PR #1667, opened 2023-03-10
api: Add scheduledAt field to tasks to allow proper time-to-ready metric

victorges:
This adds a `scheduledAt` field to tasks so we can tell how long an asset
actually took to upload then how long it actually took to be processed.

upload time = task->scheduledAt - task->createdAt 
time to ready = task->status->updatedAt - task->scheduledAt

On the way, also added an `uploading` phase to assets cause we need that for too long already.

 - Add `scheduledAt` field to tasks and udpate them from scheduler
 - Add `uploading` phase to assets and update it from controller
 - Rename scheduler task scheduling functions

in `yarn test`s we trust

Implements API-31

**Checklist**

### DIFF
--- a/packages/api/src/task/scheduler.ts
+++ b/packages/api/src/task/scheduler.ts
@@ -301,18 +301,21 @@ export class TaskScheduler {
     return task;
   }
 
-  async enqueueTask(task: WithID<Task>) {
-    const status: Task["status"] = {
-      phase: "waiting",
-      updatedAt: Date.now(),
-      retries: task.status.retries,
-    };
-    await this.updateTask(task, { status });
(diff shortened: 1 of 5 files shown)


packages/api/src/task/scheduler.ts
```diff
@@ -250,7 +250,7 @@ export class TaskScheduler {
     }
   }
 
-  async scheduleTask(
+  async spawnAndScheduleTask(
```
gioelecerati: nit: What do you think of renaming this function `createAndScheduleTask` which better describes the purpose of it?

gioelecerati (approved):
LGTM!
• • • • • • •
* [Task brief]:
Check each line of the listing above. Copy the ones with the word "uploading".

* [Your response]:
On the way, also added an `uploading` phase to assets cause we need that for too long already.
 - Add `uploading` phase to assets and update it from controller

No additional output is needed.